Afterwards Heath walked back to the room. First he took my jacket out of Gavin’s backpack and strategically draped it over his right arm so it covered the hole in his shorts.

I walked halfway around the park the wrong way trying to meet up with Heath. I can’t read maps. Well I can I just didn’t know where I was in the map. Lots of Fitbit steps that day!

The last ride we went on was an Indiana Jones themed ride. They can’t use the name though because they don’t own the rights. Anyway, the line was pretty long so we used our exit pass. It was great. We got right on from the exit and had fun shooting targets Astro Blasters style.

To end our bizarre day we bought our park photos. They give everyone a Photo Pass card like at Disneyland. You can buy the pictures individually or you can do their deal and buy everything on the card for $40. At the end of just about every ride you can see your picture on a computer. If you like it then they can scan your card. At the end of the day you can buy them all. We were scanning that card like crazy.

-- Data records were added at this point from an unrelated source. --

PR #273, opened 2020-08-19
feat: add quota_project_id support

dwsupplee:
Depends upon: https://github.com/googleapis/google-auth-library-php/pull/299

### DIFF
--- a/src/CredentialsWrapper.php
+++ b/src/CredentialsWrapper.php
@@ -38,6 +38,7 @@ use Google\Auth\Cache\MemoryCacheItemPool;
 use Google\Auth\CredentialsLoader;
 use Google\Auth\FetchAuthTokenCache;
 use Google\Auth\FetchAuthTokenInterface;
+use Google\Auth\GetQuotaProjectInterface;
 use Google\Auth\HttpHandler\Guzzle5HttpHandler;
 use Google\Auth\HttpHandler\Guzzle6HttpHandler;
 use Google\Auth\HttpHandler\HttpHandlerFactory;
@@ -147,11 +148,13 @@ class CredentialsWrapper
     }
 
     /**
-     * @return string The quota project associated with the credentials.
+     * @return string|null The quota project associated with the credentials.
      */
     public function getQuotaProject()
     {
-        return $this->credentialsFetcher->getQuotaProject();
+        if ($this->credentialsFetcher instanceof GetQuotaProjectInterface) {
+            return $this->credentialsFetcher->getQuotaProject();
+        }
     }
 
     /**
--- a/src/CredentialsWrapper.php
+++ b/src/CredentialsWrapper.php
@@ -91,6 +91,8 @@ class CredentialsWrapper
      *           A cache for storing access tokens. Defaults to a simple in memory implementation.
      *     @type array $authCacheOptions
      *           Cache configuration options.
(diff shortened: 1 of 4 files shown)


src/CredentialsWrapper.php
```diff
@@ -136,6 +146,14 @@ public static function build(array $args = [])
         return new CredentialsWrapper($loader, $authHttpHandler);
     }
 
+    /**
+     * @return string The quota project associated with the credentials.
+     */
+    public function getQuotaProject()
+    {
+        return $this->credentialsFetcher->getQuotaProject();
```
bshaffer, line 154: We should upgrade the minimal `google/auth` version to [^1.9](https://github.com/googleapis/google-auth-library-php/releases/tag/v1.9.0) so that this cannot throw a fatal error

bshaffer: Or even better, add an interface check:

```php
public function getQuotaProject()
{
    if ($this->credentialsFetcher instanceof \Google\Auth\GetQuotaProjectInterface) {
        return $this->credentialsFetcher->getQuotaProject();
    }
}
```

bshaffer: I can approve once this is added!

dwsupplee: Done!

bshaffer:
The same error is happening 4 times:

```
Failed asserting that two objects are equal.
--- Expected
+++ Actual
@@ @@
 Google\ApiCore\CredentialsWrapper Object (
     'credentialsFetcher' => Google\Auth\FetchAuthTokenCache Object (
         'fetcher' => Google\Auth\Credentials\GCECredentials Object (...)
         'cacheConfig' => Array (...)
         'cache' => Google\Auth\Cache\MemoryCacheItemPool Object (
-            'items' => Array (...)
+            'items' => null
             'deferredItems' => null
         )
         'maxKeyLength' => 64
     )
     'authHttpHandler' => Google\Auth\HttpHandler\Guzzle7HttpHandler Object (...)
 )
```

I have been looking at the changes and I can't figure out what would be causing this. I ran the tests on `master` just to make sure it wasn't an upstream change that is causing this, and the tests passed.

bshaffer:
I ran the tests on this branch and they passed as well, so it's a true mystery. I'm now restarting the builds to see if it's intermittent...

bshaffer (approved):

tests/Tests/Unit/CredentialsWrapperTest.php
```diff
@@ -47,20 +47,26 @@
...
-     * @dataProvider buildData
+     * @dataProvider buildDataWithoutExplicitKeyFile
      */
-    public function testBuild($args, $expectedCredentialsWrapper)
+    public function testBuildWithoutExplicitKeyFile($args, $expectedCredentialsWrapper)
     {
+        putenv('GOOGLE_APPLICATION_CREDENTIALS=' . __DIR__ . '/testdata/json-key-file.json');
         $actualCredentialsWrapper = CredentialsWrapper::build($args);
         $this->assertEquals($expectedCredentialsWrapper, $actualCredentialsWrapper);
+        putenv('GOOGLE_APPLICATION_CREDENTIALS');
```
bshaffer, line 57: Would it be better to run this in a separate process to make sure the env modifications don't effect other tests?

PR #275, opened 2020-09-03
fix: update gax-php license headers

miraleung:


chrisdunelm:
Are these dates meant to be updated? In other repos, I was under the impression that they're meant to permanently be the year in which the file was first created?

dwsupplee:
I agree with @chrisdunelm's assessment, not sure we want to do this.

miraleung:
SG, reverting.

Issue #264, opened 2020-06-01
Composer V2.0 Deprecation Warning for PSR-4 Namespace


DynamoGeek:
Composer reports that a file in the Testing directory have namespaces that aren't PSR-4 compliant. This can be solved from the user side in the short term in various ways, but the long term fix will need to be making the namespaces PSR-4 compliant.
```
Class GPBMetadata\Google\ApiCore\Tests\Unit\Example ./vendor/google/gax/metadata/Google/ApiCore/Tests/Unit/Example.php
```

ericsala:
Any solution on this issue? Thank you!

yuuan:
in dev:

```json
    "autoload-dev": {
        "psr-4": {
            "Google\\ApiCore\\Dev\\": "dev/src",
            "Google\\ApiCore\\": "tests",
            "GPBMetadata\\": "metadata"
        }
    },
```
`vendor/google/gax/metadata/Google/ApiCore/Tests/Unit/Example.php` is `GPBMetadata\Google\ApiCore\Tests\Unit\Example`.

in no-dev:

```json
    "autoload": {
        "psr-4": {
            "Google\\ApiCore\\": "src",
            "GPBMetadata\\Google\\": "metadata"
        }
    },
```
`vendor/google/gax/metadata/Google/ApiCore/Tests/Unit/Example.php` is `GPBMetadata\Google\Google\ApiCore\Tests\Unit\Example`.

bshaffer:
fixed in #278

PR #276, opened 2020-09-15
Fix autoload rule

yuuan:
Fixes: https://github.com/googleapis/gax-php/issues/264

### DIFF
--- a/composer.json
+++ b/composer.json
@@ -26,14 +26,13 @@
     "autoload": {
         "psr-4": {
             "Google\\ApiCore\\": "src",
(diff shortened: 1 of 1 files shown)


yuuan:
@googlebot I signed it!

bshaffer:
Tests are failing due to an upstream change that we have a fix for in #273

dwsupplee:
Thanks for taking the time to open this @yuuan! It looks like https://github.com/googleapis/gax-php/pull/278 is the appropriate approach here, so I'm going to close this in favor of it.

PR #278, opened 2020-09-16
fix: autoloading of metadata classes

bshaffer:
addresses #264
Alternative to #276 

I believe this is the proper proper way to fix this, as it ensures the `Mocks` proto get loaded with the "production" code in src, and the "Example" gets loaded only with the tests.

This may actually not satisfy the Composer 2.0 warning, however. I've tested with Composer v2 and the latest version of Composer v1 (v1.10) and cannot see the warning mentioned in the bug.


dwsupplee:
This looks correct to me, the way to check if it resolves the error is to add the `--optimize-autoloader` flag when running `composer install`.

dwsupplee (approved):

PR #291, opened 2020-10-15
feat: adds support for GAPICs to validate REST-only transports

bshaffer:
- Adds `supportedTransports` private static function to `GapicClientTrait` and uses this to validate the transport option in `createTransport`


tests/Tests/Unit/GapicClientTraitTest.php
```diff
@@ -952,3 +973,45 @@ public function set($name, $val, $static = false)
...
+    private static function supportedTransports()
+    {
+        return ['rest', 'fake-transport'];
+    }
+
+    private static function defaultTransport()
+    {
+        return 'rest';
+    }
+}
```
dwsupplee, line 1017: Nit: Need a new line

dwsupplee (approved):

PR #294, opened 2020-10-26
build: Add .circleci/config.yml

miraleung:


dwsupplee:
@miraleung, why circle instead of kokoro?

bshaffer:
We will move to Github Actions instead

see https://github.com/googleapis/gax-php/issues/298

Issue #167, opened 2015-02-20
Custom GSL error handler


Lestropie:
This is required for dwi2response, such that if the matrix for a particular voxel is not positive definite, it is simply excluded from the SF mask, rather than crashing the program.

jdtournier:
?? But there is already one, defined in lib/app.cpp, line 40, set in App:: init (), line 514. Is that not sufficient...?

Lestropie:
OK, so it is there. Was still getting an error in dwi2response because it wasn't the CSD step (that lives in a try{} clause) that was crashing, but the SH::Transform constructor with a dodgy acquisition scheme.

However, looks like the error handler isn't performing as it should. Even though `mrtrix_gsl_error_handler()` is called, the terminal only gives this:
```
terminate called after throwing an instance of 'MR::Exception'
terminate called recursively
Aborted (core dumped)
```

jdtournier:
OK, so the GSL handler isn't the issue since it clearly states that an `MR::Exception ` is being thrown. That should be handled at the very least at the top level in `main ()`, which wraps everything up in a try / catch clause. My best guess is that whatever is catching the exception is itself throwing an exception that somehow leads to a recursive invocation of the _same_ handler. Hard to see how that could happen, unless the exception handler (including all the cleanup code involved in unwrapping the stack, i.e. class destructors, etc) itself raises a GSL error...?

Lestropie:
Yeah, it's a weird one. Going to have to produce a MWE to get at this one I think.

jdtournier:
Just did a quick search for _terminate called after throwing an instance of  terminate called recursively Aborted_ - seems there are lots of reports of broken exception handling on various versions of g++, some of them quite recent. Might be worth trying this on a different compiler / distro...?

jdtournier:
Another thing you could try is to print out the Exception's `msg` in its constructor, so you can track exactly when each being created. Currently the error message is only shown by the global catch() call or some other catch() handler, not as it is thrown...

Lestropie:
It looks like the 'terminate called recursively' is just something detecting multiple instances of the same exception; which in this case is multiple processing threads throwing exceptions for the same reason. Set `-nthreads 1` and that part of the error goes away. So it's not actually 'recursive'.

[...]

PR #180, opened 2015-03-12
C++11 thread exception handling

jdtournier:
Changes to handle exceptions thrown from threads more gracefully, as discussed in issue #167. Are we happy to merge this branch...?


Lestropie:
As long as there's no performance hit, I don't have a problem with it.

jdtournier:
No, any performance hit would potentially be at thread creation and rejoin time, so I don't expect we would ever notice even if it was a big performance hit (which is unlikely)... I'll merge.

Issue #168, opened 2015-02-23
Config option to bypass VT100 codes


Lestropie:
In the terminal emulator provided with Git on Windows, was getting weird codes appearing in the terminal, probably either VT100 codes or colour codes. Should add a config file option to use 'plain' text and just '\r' for carriage return.

jdtournier:
There is one: TerminalColour - see `lib/exception.cpp`, line 60 or so. Even documented it, for once...

It still allows the line clear code though, in addition to the carriage return. Hopefully that won't cause any issues...?

Lestropie:
Setting TerminalColor to false removes most of them, but not all: there's still a '<-[2K' at the end of progress bars.

I'm thinking of changing the 'TerminalColor' conf option to something like 'SimpleTerminal', and using it to disable both terminal colours and line clears.

jdtournier:
Crap. The problem with that is that when using the ProgressBar update() or set_text() methods, you get dangling characters at the end if the string becomes shorter.

A better approach would be to figure out the correct codes for that terminal. Maybe `tput` can help us to get this right...?

Lestropie:
Well the dangling strings would be no worse than what we could have had previously without the VT100 code. Alternatively we could store the number of characters in the current message, and if SimpleTerminal is enabled and the new message is shorter than the old one, append with spaces.

jdtournier:
Strange... I just tried this on my Windows VM (Windows 7 64 bit), and I get the same as you. However, everything seems to work OK when using these codes directly on the command-line, e.g.:

```ShellSession
$ echo -e "first line to be cleared\r\033[2Knext line"
next line
```

Or the approach in the current `log_to_file` branch (clear from current position, rather than clear whole line):

```ShellSession
$ echo -e "first line to be cleared\rnext line\033[0K"
next line
```

But then if I try this in Python:
```ShellSession
$ python
>>> print 'first line to be cleared\r\033[2Knext line'
←[2Knext line to be cleared
```

Clearly bash does its own translation... 
I'll dig a little deeper and see whether we can figure something out...

jdtournier:
OK, turns out just adding `\015` in front of the `\033[0K` or `\033[2K` codes works for the ProgressBar. Still can't get the colour codes to work. Struggling to even get the config file to load in at the moment...

jdtournier:
[...]

Issue #161, opened 2015-02-09
'Quieter' command line output


davesl:
Hi,

I’ve noticed that the output logs on HPC systems can get quite long during tckgen and tcksift. One of these output logs reached almost 200MB! This is because everything that would normally be printed to the command line is saved in the log.
 
Would it be possible to have an option in addition to -quiet which would only print an update when, say, each percentile is reached? Then only 100 lines would need to be logged instead of some millions!

Cheers,
David

jdtournier:
Yes, I've noticed that output files will contain a line for every update of the progress status. This is normally OK for percentage-only output, since the code will only update the status when the percentage value changes. Still, it's probably annoying to see 100 lines of updates...

One idea might be to try to detect whether the command's stderr is connected to a terminal, and modify behaviour accordingly - or just rely on a command-line switch instead. Either way, I'm not convinced that's the best way to deal with this.

What I don't like about this approach is that by preventing status updates at the normal frequency, or worse until processing is done (which would keep your log files nice and lean), you might lose important information as to when exactly a crash or error occurred. It's often quite useful to know how far processing got before crashing out.

Maybe a better approach would be to provide a `-log` option, so the user could specify the name of the log file rather than having to redirect stderr, and we would then have the ability to *seek* within the log file and update the right bits with the expected frequency, while keeping the log file as clean as the output would appear on the command line. 

This would actually be relatively straightforward to implement, by providing alternative handlers for the report_to_user() functions. Only trick is to catch the `-log` option early enough that any other errors would not have occurred *before* these functions have been set... Basically it should be the very first option parsed.

Lestropie:
Keep in mind that `tckgen` and `tcksift` don't use `report_to_user_func()`; currently they're direct `fprintf(stderr, ...)` calls, due to requiring the line clear & carriage return characters as well as no automatic newline character.

We could wrap these into a sort of 'manual formatting' progressbar class, then have a command-line option to constrain the outputs. Or probably a simpler option would be to have the default time interval for the IntervalTimer class as a config file option; HPC users could set it to e.g. 1 second or more instead of 1/30th of a second.

None of these will solve the issue with `tcksift` though: in that case we don't actually know for sure when the algorithm will finish, so can't necessarily calculate a percentage, nor are the updates based on a timing interval - it's a line per iteration. But I suspect that this problem would be far worse for `tckgen` than `tcksift`...?

jdtournier:
[...]

PR #181, opened 2015-03-12
Log to file

jdtournier:
This attempts to detect when the output is redirected to file and adjusts the output accordingly. See discussion around issues #161 & #168. 

Are we happy to merge this in...?


Lestropie:
On Windows I'm getting a leading `<-[0K` on progress bars as they're working, and a residual one on its own line after the progress bar is done before the terminal prompt appears.

In `tckgen` the `<-[0K` overlaps the command name at the start of the line, i.e. it reads:
`<-[0Ken: [ xx%]      xxxxx generated,      xxxxx selected`

jdtournier:
@Lestropie : are you sure that was running with the `log_to_file` branch and the latest commit (ef6d06f)? I can't see any way you'd see that output if that was the case - if it wasn't working you'd see a _trailing_  `<-[0K`...

jdtournier:
OK, I was wrong. I get the same as you...
I'll simplify the windows case to a simple carriage return, and pad out the string with spaces if the `update()` shrinks it...

jdtournier:
OK, see what you make of the latest changes...

Lestropie:
Looks correct to me on both Linux and Windows.

PR #185, opened 2015-03-23
DWI::Shells: bzero_threshold no longer a global variable

jdtournier:
The bzero_threshold variable used in the DWI::Shells class was declared as a global variable, and initialised from File::Config. Problem is that initialisation for a global variable happens before entering main(), and hence before Config::init() (in App::parse()). So there is no way that the Config::get() call could return anything other than the default supplied, since the Config would appear empty at that point...

Solution proposed here is to  return a static member variable in a function, which defers initialisation until the first time it's called. Hopefully that function will never be called before Config::init()...

### DIFF
--- a/src/dwi/shells.cpp
+++ b/src/dwi/shells.cpp
@@ -1,7 +1,6 @@
 
 #include "dwi/shells.h"
 
-#include "file/config.h"
 
 
 namespace MR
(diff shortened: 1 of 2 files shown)


jdtournier:
@Lestropie : wouldn't mind your OK on this one before I merge,,,

Lestropie:
Huh. Hadn't thought of that. Looks right to me.

jdtournier:
Yes, I learned the hard way on that one myself... I'll go merge.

On of the perks of booking through Costco was we had a coupon for a free Shutterfly book. Sweet! I would let Shutterfly scrapbook our Legoland trip. Some of the people couldn’t scan our card. The equipment wasn’t working or something. So in addition to our Photo Pass card we had a bunch of cards with handwritten photo numbers on them. The plan was to turn it all in at the end of the day for the $40 deal.

Heath said it was a guy in training who helped him. He had to constantly ask questions of a manager. That should have been our first clue. When we got home we put in our code to view the pictures we purchased. There should have been around 50 pictures or more. We had more like 10-15. Most of which were of other families!

The website is set up in such a way that it looks like you can try to find your lost photos but you really can’t. They also don’t claim any responsibility for basically robbing us. It’s awesome. That’s why I say that one hour the first day was the best. We had so much fun. Nothing went wrong. Life was good. The next day was a different story. Still fun but there were a lot of weird problems.